The following process flow summarizes the steps that you take to configure a Match transformation for identity match analysis. You can define a process that uses the Match transformation alone or that uses the Match transformation and other transformations.
Before you connect the Match transformation to upstream data objects, verify that the records contain unique sequence identifier values. You can use a Key Generator transformation to create the values. When you perform identity match analysis, you can optionally organize the input data into groups.
Perform the following steps in the Match transformation:
Specify identity analysis as the match type, and specify the number of data sources.

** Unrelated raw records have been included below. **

PR #2014, opened 2024-03-13
ci(gha): Update backport action repo

gracedo:
fix backport action

```release-note

```

**Checklist**

### DIFF
--- a/.github/workflows/backport.yaml
+++ b/.github/workflows/backport.yaml
@@ -18,7 +18,7 @@ jobs:
       )
     steps:
       - name: Import GPG key
-        uses: crazy-max/ghaction-import-gpg@v4
+        uses: crazy-max/ghaction-import-gpg@v6
         with:
           gpg_private_key: ${{ secrets.GPG_PRIVATE_KEY }}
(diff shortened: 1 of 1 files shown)


.github/workflows/backport.yaml
```diff
@@ -27,7 +27,7 @@ jobs:
           git_tag_gpgsign: true
           git_config_global: true
       - name: Backport Action
-        uses: sqren/backport-github-action@v8.9.3
+        uses: sorenlouv/backport-github-action@v9.3.1
```
nataliepina, line 30: Looks like this can be [9.4.4](https://github.com/sorenlouv/backport/releases/tag/v9.4.4)

msdolbey (approved):
I'm good with either 9.4.4 or 9.3.1 - so take my 👍 
I would like to see some action

nataliepina (approved):

.github/workflows/backport.yaml
nataliepina: Update, don't use this version I guess? I saw some failures saying it can't find this version.

PR #2020, opened 2024-03-14
feat: updates nvidia values to use all latest and pins toolkit

faiq:
This updates the nvidia gpu operator chart to use newer values for the component versions.

```release-note

```

**Checklist**


mhrabovcin (approved):

mikolajb (approved):

msdolbey (approved):
👍 
Latest and greatest

PR #2044, opened 2024-03-28
feat: add an app for git-operator

asekretenko:
Adds an app for the git-operator to facilitate development of kommander-operator.

- https://d2iq.atlassian.net/browse/D2IQ-100236

```release-note
NONE
```

**Checklist**


mikolajb (approved):
Amazing! Let's create `release-2.8` before this commit so it doesn't end in 2.8 🙏🏻

PR #2052, opened 2024-04-01
fix(grafana-logging): Fix OOM issue after upgrade to v9+

johnliu25:
Fix the Grafana logging out of memory issue after upgrade to v9+
The Grafana get OOM killed status and the pod is in the CrachBackLoopoff State which causing the 502 and 404 issue. 
Screenshot 2024-04-01 at 2 25 21 PM

```
zihui.liu@C02F94FBML85 Desktop % k get pods -A | grep grafana-logging
kommander                           grafana-logging-68cf97499b-qvjvg                                    1/2     OOMKilled   8 (6m58s ago)   40m
```
After update the memory from 100Mi to 200Mi the issue has been solved. 
https://github.com/mesosphere/kommander-applications/blob/main/services/grafana-logging/6.60.2/defaults/cm.yaml#L75 
https://github.com/mesosphere/kommander-applications/blob/main/services/grafana-logging/6.60.2/defaults/cm.yaml#L78 
Screenshot 2024-04-01 at 2 25 49 PM

### DIFF
--- a/services/grafana-logging/6.60.2/defaults/cm.yaml
+++ b/services/grafana-logging/6.60.2/defaults/cm.yaml
@@ -72,10 +72,10 @@ data:
       # keep request = limit to keep this container in guaranteed class
       limits:
         cpu: 300m
-        memory: 100Mi
+        memory: 200Mi
       requests:
         cpu: 200m
-        memory: 100Mi
+        memory: 200Mi
 
     readinessProbe:
       httpGet:
--- a/services/project-grafana-logging/6.60.2/defaults/cm.yaml
+++ b/services/project-grafana-logging/6.60.2/defaults/cm.yaml
@@ -69,10 +69,10 @@ data:
       # keep request = limit to keep this container in guaranteed class
       limits:
         cpu: 300m
-        memory: 100Mi
+        memory: 200Mi
       requests:
         cpu: 200m
-        memory: 100Mi
+        memory: 200Mi
 
     readinessProbe:
       httpGet:


gracedo (commented):
Can you remove the version override https://github.com/mesosphere/kommander-applications/blob/main/services/grafana-logging/6.60.2/defaults/cm.yaml#L10-L12 to use to use the default version deployed now, with this fix?

And can you make the same changes to https://github.com/mesosphere/kommander-applications/blob/main/services/project-grafana-logging/6.60.2/defaults/cm.yaml#L10-L12 which is the project scoped version of the same app?

Thanks!

johnliu25:
@gracedo sure. will do.

johnliu25:
@gracedo Currently, I still need to figure out how to fix the API call issue. Otherwise if we remove the version override, the grafana will not working properly.
The grafana API changed from 
```
/dkp/grafana/api/datasources/proxy/*
```
to 
```
/dkp/grafana/api/ds/query
```
since the /dkp/grafana/api/datasources/proxy/* has been deprecated from Grafana v9. 
The response of /dkp/grafana/api/ds/query could not be consumed by grafana logging UI.

cwyl02 (approved):

gracedo:
> Fix the Grafana logging out of memory issue after upgrade to v9+
So this OOM issue only occurs in v9+, but there are also other issues upgrading to that version due to deprecated api? Do we need this memory bump then, if we aren't actually bumping to v9+ yet?

PR #6, opened 2022-10-31
Create pubspec.yaml

polina-c:
Tests are expected to fail while there is no code yet.


kenzieschmoll:
Can you add an empty test so that the CI passes?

If you configure the transformation to analyze two data sets, select a master data set.
Use the
Match Type
view to set the type and the number of data sources.
Identify the location to store the index data. The transformation can write the index data to temporary files or save the index data to database tables.
Use the
Match Type
view to specify the index data store.
Define a match analysis strategy. Select a population and a comparison algorithm, and assign a pair of columns to the algorithm.
The population indicates the column pairs to select.
Use the
Strategies
view to define the strategy.
Specify the method that the transformation uses to generate the match analysis results.
Set the match threshold value. The match threshold is the minimum score that can identify two records as duplicates of one another.
Use the
Match Output
view to select the output method and the match threshold.
You can set the match threshold in a Match transformation or a Weighted Average transformation. Use the Weighted Average transformation if you create a match mapplet.